After, what is the size of the largest island? (An island is a 4-directionally connected group of 1s).
Example 1:
Input: [[1, 0], [0, 1]] Output: 3 Explanation: Change one 0 to 1 and connect two 1s, then we get an island with area = 3.
Example 2:
Input: [[1, 1], [1, 0]] Output: 4 Explanation: Change the 0 to 1 and make the island bigger, only one island with area = 4.
Example 3:
Input: [[1, 1], [1, 1]] Output: 4 Explanation: Can't change any 0 to 1, only one island with area = 4.
Notes:
1 <= grid.length = grid[0].length <= 50.0 <= grid[i][j] <= 1.

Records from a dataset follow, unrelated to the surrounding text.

PR #3372, opened 2014-12-03
WIP: (PUP-1072) accept HTTP URLs as file source and retrieve file data via HTTP

ffrank:
Opening for early review.

I would have liked to add new indirector termini, but there are issues. During the very creation of the indirector [request](https://github.com/puppetlabs/puppet/blob/6df5fd9250affd62a2d18fc2cfb8bafb5a144f92/lib/puppet/indirector/request.rb#L75-84), URLs get special treatment. The indirector assumes that they are in a format that complies with the REST API.

While it would certainly be possible to teach the indirector to accept these file URLs as is, it would add complexity that is currently required for only this one obscure use case. I don't think we should.

PR #3748, opened 2015-03-25
(PUP-1072) HTTP(S) support for the file type

ffrank:
Uses two commits from #3741 which will hopefully get merged first. These `maint` commits will vanish upon rebasing then.


lib/puppet/type/file/content.rb
```diff
@@ -220,6 +221,19 @@ def get_from_source(source_or_content, &block)
       end
     end
 
+    def get_from_http_source(source, &block)
```
branan: I feel like I'd rather see this go through the indirector and avoid having the file type require special knowledge of how files are gotten. What prevents that from working here?

melissa:
@cprice404 it looks like you did some review for the previous iteration of this PR. Do you have some time to take a look at this one as well?

lib/puppet/type/file/content.rb
ffrank: This is the equivalent to the pre-existing `get_from_source` (now `get_from_puppet_source`) above, which will bypass the indirector for `puppet://` URLs.

The reason for this is optimizing the handling of large files (shoutout to @masterzen for pointing this out to me in the old PR). These methods here take a block and stream the contents. The indirector, on the other hand, will store the whole file content in a variable and return it for processing. This implies considerable memory consumption for large files.

ffrank:
To perhaps save @cprice404 some time, here's the [summary](https://github.com/puppetlabs/puppet/pull/3372#issuecomment-76295520) from the old PR #3372:

> I'm confident that we can solve all of @cprice404 's comments, except of course for the static compiler bit. That is really interesting. As a cop-out, I hope we can refuse static-compiling manifests that make use of this feature before implementing actual support. Thoughts anyone?

I had replied to all of Chris's comments, I believe. This doesn't necessarily mean that they are all resolved. It's likely a good idea to review them. They were quite thoughtful :)

lib/puppet/type/file/content.rb
branan: ah, that makes sense. Extending the indirector to handle streaming results is definitely outside the scope of this PR

melissa:
@cprice404, @kylog, @ahpook, @joshcooper, @ffrank, we're going to try to focus on this pull request during the Community PR Triage meeting tomorrow. Your input here would be greatly valued.

cprice404:
@melissa I think other folks are more up-to-date on this PR than I am at this point.  My general stance remains the same: I think this is a desirable (perhaps necessary) feature, but I'm worried about what it will mean for upcoming goals that we have related to static compilation.  In an ideal world, I think it would be better to wait until we'd done some thorough design work on that before we moved forward with this.  I'm not entirely sure how easy it will be (or how tolerable of a UX it will be) to try to preclude this functionality when we're running in a static-compile mode, even as an interim solution until we figure out how this should fit in the long-term plans.  My concern is elevated a bit by the fact that I keep getting the impression that moving to a 100%-static-compilation world is really an implicit requirement of a lot of the features that seem to be appearing on mid-to-long-term roadmaps.

That said, I know that this is a very useful feature and has been oft requested, and I'm extremely grateful to @ffrank for all the hard work on it... that, combined with the fact that we're probably not going to get to the requisite design work that I'm alluding to for several months yet, makes me reticent to continue to be a bottleneck :)

At the end of the day, @ahpook is probably going to have to make the call :)

lib/puppet/file_serving/terminus_helper.rb
```diff
@@ -29,4 +29,16 @@ def path2instances(request, *paths)
       path2instance(request, base_path, :ignore_source_permissions => true, :relative_path => file)
     end
   end
+
+  def unescape_url(url)
```
MikaelSmith: Why the inconsistency in defining escape_url and unescape_url?

lib/puppet/file_serving/http_metadata.rb
```diff
@@ -0,0 +1,29 @@
...
+  def initialize(http_response, path = '/dev/null')
+    super(path)
+
+    # ignore options that do not apply to HTTP metadata
+    @owner = @group = @mode = nil
+
+    if checksum = http_response['content-md5']
+      # convert base64 digest to hex
+      checksum = checksum.unpack("m0").first.unpack("H*").first
+      @checksum_type = 'md5'
```
MikaelSmith: If the checksum type doesn't match the system config or resource's checksum type, this will always resync the resource. That's not a great behavior, but I don't immediately have a suggestion how to fix it.

lib/puppet/type/file/content.rb
```diff
@@ -220,6 +221,19 @@ def get_from_source(source_or_content, &block)
...
+      Puppet::Util::HttpProxy.request_with_redirects(URI(source), :get, &block)
```
MikaelSmith: No plan to provide a way to override the redirects limit?

lib/puppet/file_serving/http_metadata.rb
```diff
@@ -0,0 +1,29 @@
...
+      @checksum = "{md5}#{checksum}"
+    elsif mtime = DateTime.httpdate(http_response['last-modified']).to_time
```
MikaelSmith: This check fails if you try to source a directory-like page, such as http://nightlies.puppetlabs.com/facter-latest/repo_configs/rpm/. `http_response['last-modified']` returns `nil`, which causes `DateTime` throw an exception.

Once you check whether `http_response['last-modified']` is `nil`, you find that `PuppetError` is not defined, so spec testing isn't hitting it.

MikaelSmith: Also, it might be worth dumping http responses like we do in other places when the `http_debug` feature is enabled.

lib/puppet/file_serving/http_metadata.rb
```diff
@@ -0,0 +1,29 @@
...
+      @checksum_type = 'mtime'
+      @checksum = "{mtime}#{mtime}"
+    else
+      raise PuppetError, "HTTP response contained no usable checksum equivalent"
+    end
+
+    @ftype = 'file'
```
MikaelSmith: I lean towards preferring that all other types are invalid, rather than hard-coding the type.

lib/puppet/file_serving/http_metadata.rb
ffrank: Yes, this is rather terrible. I was thinking of raising a followup issue to allow file resources to pick their checksum type dynamically based on what the indirector hands back. I.e., just do the right thing here, unless the user specified something else.

lib/puppet/file_serving/http_metadata.rb
ffrank: Exceptions: Good point, code should be less deflated.

`http_debug` - also good point. Wasn't aware of that at all. Will look into it.

lib/puppet/file_serving/http_metadata.rb
ffrank: This was a question of semantics to me.

A HTTP source can only ever offer a flat file (unless we implement a spider in Puppet that can download directory trees), never a link or a directory.

lib/puppet/type/file/content.rb
ffrank: Come to think of it, it would appear that I should just rely on the [option](https://github.com/puppetlabs/puppet/blob/a9a0e9abdee14931966fe036fc723062dca66dd5/lib/puppet/network/http/connection.rb#L59) for that in the first place, and not expose it as a parameter at all.

lib/puppet/file_serving/http_metadata.rb
MikaelSmith: It's that "unless we implemented x" that I'd like to avoid breaking or complicating in the future. I'd rather prevent anyone ever saying `ensure => directory`, rather than having it silently interpret that as `file` - until it doesn't.

lib/puppet/type/file/content.rb
MikaelSmith: That looks like it could require some plumbing, but :+1:

lib/puppet/file_serving/http_metadata.rb
MikaelSmith: This factors into how we might make a better extension point for creating modules to extend the File type for arbitrary URIs, so I'll try to spend some time on figuring out how to do it better.

lib/puppet/file_serving/http_metadata.rb
ffrank: I see what you mean now. But I believe you are mistaken.

This piece of code determines what the indirector reports to find upstream. For all intents and purposes, this is invariably a flat `file` here. Even if a manifest specifies `ensure => 'directory'`, the agent will sync a flat file. This is in keeping with the behavior when using `puppet://` or `file://` URLs.

Even if it would make sense to error out here, there is no way to catch that. The indirector must report the type of the entity it finds under the given key. It does not know about the specifics of the file resource on the other end.

MikaelSmith: Ok, you're right that I was mistaken. That makes sense.

ffrank: @MikaelSmith is this reasoning sensible to you?

lib/puppet/file_serving/http_metadata.rb
ffrank: Oh neat - I just realized that it supports `http_debug` [already](https://github.com/puppetlabs/puppet/pull/3748/files#diff-cc443622f47b7470d9bd7e356e32eb43R90)

lib/puppet/type/file/content.rb
ffrank: I think I see what you mean. Turns out that is no agent option after all. In fact, I disbelieve that there is *any* code currently in place to override this for any HTTP request.

I believe that this is fine. The above line can be patched later to pass either an agent option or a resource parameter value to the method to pick a custom limit.

lib/puppet/file_serving/terminus_helper.rb
ffrank: Yikes! Adressed in the upcoming rebase.

ffrank:
PR note to self:

 * rebase, resolve `no_proxy` conflict
 * double check the `url=` prefix logic, i.e. need for that

lib/puppet/file_serving/terminus_helper.rb
```diff
@@ -29,4 +29,16 @@ def path2instances(request, *paths)
...
+  def self.unescape_url(url)
+    url.sub(/^url=/,'')
+  end
+
+  def self.escape_url(url)
+    if url =~ /^https?:/
+      "url=#{url}"
+    else
+      url
+    end
```
joshcooper: Adding a comment from the PR triage. Since puppet's source parameter already supports other URL types, e.g. file, puppet, it would ideally not be necessary to wrap/unwrap http as a special case. It would be good to understand where puppet goes haywire when given an http URL.

ffrank: Ack. So here's the full story:

    $ bundle exec puppet apply -e 'file { "/tmp/httptest": source => "http://cdn.sstatic.net/stackoverflow/img/newsletter-ad.png" }' --trace
    Notice: Compiled catalog for geras.fritz.box in environment production in 1.28 seconds
    Error: /Stage[main]/Main/File[/tmp/httptest]: Could not evaluate: Could not retrieve file metadata for http://cdn.sstatic.net/stackoverflow/img/newsletter-ad.png: Could not find a directory environment named 'stackoverflow' anywhere in the path: /home/ffrank/.puppetlabs/etc/code/environments. Does the directory exist?

This is the top of the stack:

    /home/ffrank/git/puppet/lib/puppet/environments.rb:38:in `get!'
    /home/ffrank/git/puppet/lib/puppet/indirector/request.rb:40:in `environment='
    /home/ffrank/git/puppet/lib/puppet/indirector/request.rb:255:in `set_uri_key'
    /home/ffrank/git/puppet/lib/puppet/indirector/request.rb:81:in `initialize'

The indirector tries to analyze the URI [here](https://github.com/puppetlabs/puppet/blob/6df5fd9250affd62a2d18fc2cfb8bafb5a144f92/lib/puppet/indirector/request.rb#L253). `file://` and `puppet://` URL do not suffer this issue because there is special handling for those just above that line.

I believe that the indirector API is too simple for us to do a clean implementation of "special" URIs that should not be treated this way (i.e., we have no way to tell the indirector that one request is different from another in this way).

joshcooper: Ah so the line https://github.com/puppetlabs/puppet/blob/master/lib/puppet/indirector/request.rb#L253 is completely wrong! We no longer send the environment in the URI path, it's now sent as a query parameter.

I suspect you'd have to do something like https://github.com/puppetlabs/puppet/blob/master/lib/puppet/indirector/request.rb#L248-L251 to short-circuit evaluation for http(s) protocols.

Ideally puppet should not mutate the request key like the way it does. I'd prefer to see the request preserve the original URL, and extract the parts it needs, e.g. 

```
def protocol
  @uri.scheme
end
```

That would be more work than in this PR though.

ffrank: Hmm, the mutation looks kind of neat. But that's just me :)

So if the indicated line is broken, does that mean that this code path is not in active use by anything anymore? I kind of feel like just replacing it with a "don't touch HTTP URLs" behavior.

ffrank:
I just pushed a commit that optimistically drops the logic that @joshcooper has identified as obsolete. In the best case, nothing is using that anymore.

FWIW, the `indrector` integration tests still seem to pass for one. I'll let Travis sort out the rest.
#copout

If this looks good, I'll open a separate maint PR to clean this up first with more review.

ffrank:
Apparently all spec failures originate with `Puppet::FileBucket::Dipper`. I'll dig around and try to see whether these tests are still relevant to actual operation.

ffrank:
Whoo, it's working without funky URL prefixing shenanigans.

I'm breaking [a test](https://github.com/puppetlabs/puppet/blob/c7b1fdb63497015f0ebf7b894a33a08ef3a96d0d/spec/unit/indirector/request_spec.rb#L139-141) that is spurious now, right @joshcooper ?

peterhuene:
@ffrank Yes, that error is a known failure and can be ignored.

peterhuene:
@ahpook We've discussed this a few times during PR triage and it seems that there is general consensus that this would be a useful addition, but we're not sure if the product team would like us to move forward on this.  Would you mind looking things over and making a call on whether or not we should proceed on this?  If so, we will merge the PRs that this PR depends on and Felix will clean up this PR to make it easier to review for next week's triage.  Thanks!

ffrank:
We were greenlit on Jira \o/

Something occured to me in the meantime. I should mimic the original semantics of the `file` type's `checksum` parameter. This is now [done](https://github.com/ffrank/puppet/commit/a6bc53716d14f76f0996d824f6d09856f03f4248). Doesn't even need squashing, really, I feel. Should have a test for the exception, I guess.

peterhuene:
This is now unblocked, but final review will take place once #3741 and #3910 are merged and this has been rebased and squashed.

kylog:
Wow, this PR is finally unblocked! Woot!

MikaelSmith:
Merged #3741

joshcooper:
@ffrank both dependent PRs have been merged and this is ready for a rebase.

joshcooper:
PR Triage Notes

* @joshcooper and @peterhuene to give one last review
* Pull into next sprint and merge

ffrank:
...aaand it broke again during rebase. So tired

ffrank:
It turns out that it was actually broken even before the rebase. Should be fixed now.

lib/puppet/file_serving/http_metadata.rb
```diff
@@ -0,0 +1,46 @@
...
+
+    self
+  end
+
+  # Override of the parent class method. Does not call super!
+  # We can only return metadata that was extracted from the
+  # HTTP headers during #initialize.
+  def collect
+    # Prepare a fallback if no actual sums were among the headers
+    @checksums[:none] = none(:content => '')
```
MikaelSmith: This seems like it results in an empty file, as in the manifest
```
file { 'facter.zip':
    ensure => file,
    source => 'https://github.com/puppetlabs/facter/archive/master.zip',
    path   => '/tmp/facter.zip',
}
```

MikaelSmith: Maybe we don't follow redirects?

MikaelSmith: Rather than using `:none`, you could always set an mtime hash, using `DateTime.now` if none provided by the server. That would force it to always re-download.

spec/unit/file_serving/http_metadata_spec.rb
```diff
@@ -0,0 +1,70 @@
...
+require 'digest'
+
+describe Puppet::FileServing::HttpMetadata do
+  let(:foobar) { File.expand_path('/foo/bar') }
+
+  it "should be a subclass of Metadata" do
+    expect( described_class.superclass ).to be Puppet::FileServing::Metadata
+  end
+
+  describe "when initializing" do
```
MikaelSmith: Should add a test when the server returns neither `Content-MD5` nor `Last-Modified`.

MikaelSmith: It might be helpful to have an integration test that confirms `sync` is called for http resources.

MikaelSmith:
The commit message needs updating.

ffrank:
I settled for following your other proposal and use `:mtime` with `Time.now` as a default. That seems much cleaner. Yes, the commit message will need updating.

MikaelSmith:
@ffrank This PR is waiting on you to update the commit message. Think you'll get to that soon?

ffrank:
I have, but not yet pushed. I'm still pondering how to go about [better test coverage](https://github.com/puppetlabs/puppet/pull/3748#discussion_r35054020).

MikaelSmith:
Ah, forgot about extending tests. Thanks for the reminder!

spec/unit/file_serving/http_metadata_spec.rb
```diff
@@ -0,0 +1,70 @@
...
+      let(:time) { Time.now.utc }
+      before do
+        http_response.stubs(:[]).with('content-md5').returns nil
+      end
+
+      it "should use :mtime as the checksum type, based on Last-Modified" do
+        # HTTP uses "GMT" not "UTC"
+        http_response.stubs(:[]).with('last-modified').returns(time.strftime("%a, %d %b %Y %T GMT"))
+        metadata = described_class.new(http_response)
+	metadata.collect
```
MikaelSmith: This is using tabs, would be nice to change to spaces.

spec/unit/file_serving/http_metadata_spec.rb
```diff
@@ -0,0 +1,70 @@
...
+      let(:base64) { Digest::MD5.new.base64digest input }
+      let(:hex) { Digest::MD5.new.hexdigest input }
+      before do
+        http_response.stubs(:[]).with('last-modified').returns nil
+        http_response.stubs(:[]).with('content-md5').returns base64
+      end
+
+      it "should use the md5 checksum" do
+        metadata = described_class.new(http_response)
+	metadata.collect
```
MikaelSmith: This is using tabs, would be nice to change to spaces.

MikaelSmith:
I'm working on a set of suggested spec tests that I think will cover the areas that need more coverage.

lib/puppet/indirector/file_content/http.rb
```diff
@@ -0,0 +1,15 @@
+require 'puppet/file_serving/metadata'
+require 'puppet/indirector/generic_http'
+
+class Puppet::Indirector::FileContent::Http < Puppet::Indirector::GenericHttp
```
MikaelSmith: I don't see this class ever used or invoked. Do you think it's still needed?

MikaelSmith:
Found what I think is another bug
```
file { '/tmp/README.md':
  ensure => file,
  source => 'https://raw.githubusercontent.com/puppetlabs/facter/master/README.md',
  backup => false,
}
```
When run using an agent/master, produces
```
Error: Could not set 'file' on ensure: incorrect header check at 3:/Users/michaelsmith/puppetlabs/puppet/master/code/environments/production/manifests/site.pp
Error: Could not set 'file' on ensure: incorrect header check at 3:/Users/michaelsmith/puppetlabs/puppet/master/code/environments/production/manifests/site.pp
Wrapped exception:
incorrect header check
Error: /Stage[main]/Main/File[/tmp/README.md]/ensure: change from absent to file failed: Could not set 'file' on ensure: incorrect header check at 3:/Users/michaelsmith/puppetlabs/puppet/master/code/environments/production/manifests/site.pp
```

MikaelSmith:
I put some ideas for spec tests in https://github.com/MikaelSmith/puppet/commit/045eed3a2d0c584ba90340ee57b651c91b1a14a5. Still working on understanding the bug I mentioned above.

ffrank:
I will look at the issue next chance I get - likely not before PuppetConf.

The patches look very good, do you feel that I could likely just pull them into this branch, @MikaelSmith ?

MikaelSmith:
I think so, minus the `byebug` line.

spec/unit/file_serving/http_metadata_spec.rb
ffrank: Fixed now.

ffrank:
It's weird, I currently cannot reproduce the bug described [above](https://github.com/puppetlabs/puppet/pull/3748#issuecomment-136860306).

It Just Works with both Ruby `2.1` and `1.9` apparently.

MikaelSmith:
I'll give it another try. It may be time to merge this and fix up bugs as they're discovered.

spec/integration/type/file_spec.rb
```diff
@@ -1260,6 +1260,27 @@ def build_path(dir)
     end
 
     let(:source) { tmpfile_with_contents("source_default_values", "yay") }
+
```
MikaelSmith: Didn't care for my spec tests at https://github.com/MikaelSmith/puppet/commit/045eed3a2d0c584ba90340ee57b651c91b1a14a5#diff-1a4c70e8a84e98497af8fcdbc8403474R1283?

ffrank:
Just pushed that @MikaelSmith thanks again. Will likely pull the headers fix as well, although I'd really like to reproduce as well. I'll keep you posted.

ffrank:
I just took the reverse approach and tried to find out more about the error. This [SO question](http://stackoverflow.com/questions/31284988/zlibdataerror-incorrect-header-check) looks suspicious. The source of the error message does seem to be zlib, at least that's what a quick skimming of the Google results suggest.

What strikes me about the SO question is that the issue is directly caused by an attempt to `Base64.decode`, which is what my new code does **if** a `Content-MD5` header is found. I wonder why it's popping up here now.

ffrank:
Believe it or not, but I think we're finally good.

What's happened:
 * pulled in the spec tests that @MikaelSmith contributed
 * reworked those to match current behavior
 * amended them to cover some more scenarios
 * pulled in Mikael's fix for the `incorrect header check` bug

I have consistently failed to reproduce that issue ever since PuppetConf. Seriously, no idea what's up. Perhaps I should :fireworks: download a fresh bundle in another directory.

Anyway, I chose to just use it as "the right thing to do" and not bother with a test. Do we need a test? I say we don't need a test. :-)

MikaelSmith:
So close, Windows failure. I can dig in Monday.

ffrank:
Thanks! That is a weird failure. Conceivable though - Windows has not seen any smoke testing yet.

spec/integration/type/file_spec.rb
```diff
@@ -1260,6 +1260,102 @@ def build_path(dir)
...
+        it "should update the file if content differs on disk" do
+          File.open(httppath, "w") { |f| f.puts "Content originally on disk\n" }
+          catalog.add_resource resource
+          catalog.apply
+          expect(Puppet::FileSystem.exist?(httppath)).to be_truthy
+          expect(File.read(httppath)).to eq "Content via HTTP\n"
+        end
+
+        it "should not update the file if content on disk is up-to-date" do
+          File.open(httppath, "w") { |f| f.puts "Content via HTTP\n" }
```
MikaelSmith: Use "wb" instead of "w" for this and those above. That fixes the issue on Windows.

ffrank: That makes sense. Thanks once more to @MikaelSmith!

MikaelSmith:
Travis is unhappy with your last commit message. I'm hopeful Windows specs will pass though. If they do we can squash the changes up.

kylog:
confetti1

ahpook:
PARTY

petems:
YESSSSSSSSSSSS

Related Topics: Depth-first Search
Solution 1. Union Find
// OJ: https://leetcode.com/problems/making-a-large-island/
// Time: O(MN)
// Space: O(MN)
class UnionFind {
vector<int> id, size;
public:
UnionFind(int N) : id(N), size(N, 1) {
iota(begin(id), end(id), 0);
}
int find(int x) {
return id[x] == x ? x : (id[x] = find(id[x]));
}
void connect(int x, int y) {
int p = find(x), q = find(y);
if (p == q) return;
id[p] = q;
size[q] += size[p];
}
int getSize(int x) { return size[find(x)]; }
};
class Solution {
public:
int largestIsland(vector<vector<int>>& G) {
int M = G.size(), N = G[0].size(), dirs[4][2] = { {0,1},{0,-1},{1,0},{-1,0} }, ans = 0;
UnionFind uf(M * N);
for (int i = 0; i < M; ++i) {
for (int j = 0; j < N; ++j) {
if (G[i][j] == 0) continue;
for (auto &[dx, dy] : dirs) {
int x = i + dx, y = j + dy;
if (x < 0 || y < 0 || x >= M || y >= N || G[x][y] == 0) continue;
uf.connect(i * N + j, x * N + y);
}
ans = max(ans, uf.getSize(i * N + j));
}
}
for (int i = 0; i < M; ++i) {
for (int j = 0; j < N; ++j) {
if (G[i][j] == 1) continue;
unordered_map<int, int> m;
for (auto &[dx, dy] : dirs) {
int x = i + dx, y = j + dy;
if (x < 0 || y < 0 || x >= M || y >= N || G[x][y] == 0) continue;
m[uf.find(x * N + y)] = uf.getSize(x * N + y);
}
int size = 1;
for (auto &p : m) size += p.second;
ans = max(ans, size);
}
}
return ans;
}
};
Java
class Solution {
int[][] directions = { {-1, 0}, {1, 0}, {0, -1}, {0, 1} };
public int largestIsland(int[][] grid) {
int side = grid.length;
int[][] islandNumbers = new int[side][side];
int islandCount = 0;
int maxSize = 0;
Map<Integer, Integer> map = new HashMap<Integer, Integer>();
List<int[]> zeros = new ArrayList<int[]>();
for (int i = 0; i < side; i++) {
for (int j = 0; j < side; j++) {
if (grid[i][j] == 0)
zeros.add(new int[]{i, j});
else if (islandNumbers[i][j] == 0) {
islandCount++;
int size = breadthFirstSearch(grid, islandNumbers, islandCount, i, j);
maxSize = Math.max(maxSize, size);
map.put(islandCount, size);
}
}
}
for (int[] zero : zeros) {
int size = 1;
Set<Integer> islandsSet = new HashSet<Integer>();
int row = zero[0], column = zero[1];
for (int[] direction : directions) {
int newRow = row + direction[0], newColumn = column + direction[1];
if (newRow >= 0 && newRow < side && newColumn >= 0 && newColumn < side) {
int islandNumber = islandNumbers[newRow][newColumn];
if (islandNumber > 0)
islandsSet.add(islandNumber);
}
}
for (int island : islandsSet)
size += map.get(island);
maxSize = Math.max(maxSize, size);
}
return maxSize;
}
public int breadthFirstSearch(int[][] grid, int[][] islandNumbers, int islandCount, int row, int column) {
int size = 0;
islandNumbers[row][column] = islandCount;
int side = grid.length;
Queue<int[]> queue = new LinkedList<int[]>();
queue.offer(new int[]{row, column});
while (!queue.isEmpty()) {
int[] cell = queue.poll();
size++;
int curRow = cell[0], curColumn = cell[1];
for (int[] direction : directions) {
int newRow = curRow + direction[0], newColumn = curColumn + direction[1];
if (newRow >= 0 && newRow < side && newColumn >= 0 && newColumn < side && grid[newRow][newColumn] == 1 && islandNumbers[newRow][newColumn] == 0) {
islandNumbers[newRow][newColumn] = islandCount;
queue.offer(new int[]{newRow, newColumn});
}
}
}
return size;
}
}